A word-for-word printout of the whole listing is needed.
Start of DATA SUPPLIED
PR #558, opened 2021-01-25
Fixes #31630 - Global Registration module

stejskalleos:
```
bin/hammer host-registration generate-command
```


stejskalleos:
@ofedoren rebased & updated (with tests)

ofedoren (approved):
Thanks, @stejskalleos. Probably there will be no need to CP this, so it's OK to have new test data in within this commit.

LGTM and works, merging.

PR #570, opened 2021-05-13
Fixes #32392 - Force name resolving due defaults

ofedoren:
The issue mentions that if the `~/.hammer/defaults.yml` contains
```yaml
:defaults:
  :organization_id:
    :value: '1'
  :organization:
    :value: 'Default Organization'
```
then option `--organization-id` internally will always be set to 1 when a user specifies a different value for `--organization` option instead of one in the defaults.

This patch allows to override default `*_id` param via corresponding command line options. For example if `defaults.yml` contains `:resource_id: 1`, but on the command line `--resource 'Resource Name'` was specified and it has `id: 3`, then it will use `id: 3`.

Note: the provided `defaults.yaml` is actually a bad usage of default values for options since there is no way to choose what actually should be used in case if `organization` has id different from one mentioned as `organization_id`.

To test this PR you'll need `~/.hammer/defaults.yml` similar to provided one, but with only one of `:orgnization_id`, `organization` being set.

### DIFF
--- a/lib/hammer_cli_foreman/option_sources/id_params.rb
+++ b/lib/hammer_cli_foreman/option_sources/id_params.rb
@@ -13,22 +13,39 @@ module HammerCLIForeman
         IdParamsFilter.new(:only_required => false).for_action(@command.resource.action(@command.action))
       end
 
-      def get_options(defined_options, result)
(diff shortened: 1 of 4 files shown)


yifatmakias (approved):
Thanks @ofedoren. Looks good and works as expected.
End of DATA SUPPLIED
- SOLVED EXERCISE
PR #558, opened 2021-01-25
Fixes #31630 - Global Registration module

stejskalleos:
```
bin/hammer host-registration generate-command
```


stejskalleos:
@ofedoren rebased & updated (with tests)

ofedoren (approved):
Thanks, @stejskalleos. Probably there will be no need to CP this, so it's OK to have new test data in within this commit.

LGTM and works, merging.

PR #570, opened 2021-05-13
Fixes #32392 - Force name resolving due defaults

ofedoren:
The issue mentions that if the `~/.hammer/defaults.yml` contains
```yaml
:defaults:
  :organization_id:
    :value: '1'
  :organization:
    :value: 'Default Organization'
```
then option `--organization-id` internally will always be set to 1 when a user specifies a different value for `--organization` option instead of one in the defaults.

This patch allows to override default `*_id` param via corresponding command line options. For example if `defaults.yml` contains `:resource_id: 1`, but on the command line `--resource 'Resource Name'` was specified and it has `id: 3`, then it will use `id: 3`.

Note: the provided `defaults.yaml` is actually a bad usage of default values for options since there is no way to choose what actually should be used in case if `organization` has id different from one mentioned as `organization_id`.

To test this PR you'll need `~/.hammer/defaults.yml` similar to provided one, but with only one of `:orgnization_id`, `organization` being set.

### DIFF
--- a/lib/hammer_cli_foreman/option_sources/id_params.rb
+++ b/lib/hammer_cli_foreman/option_sources/id_params.rb
@@ -13,22 +13,39 @@ module HammerCLIForeman
         IdParamsFilter.new(:only_required => false).for_action(@command.resource.action(@command.action))
       end
 
-      def get_options(defined_options, result)
(diff shortened: 1 of 4 files shown)


yifatmakias (approved):
Thanks @ofedoren. Looks good and works as expected.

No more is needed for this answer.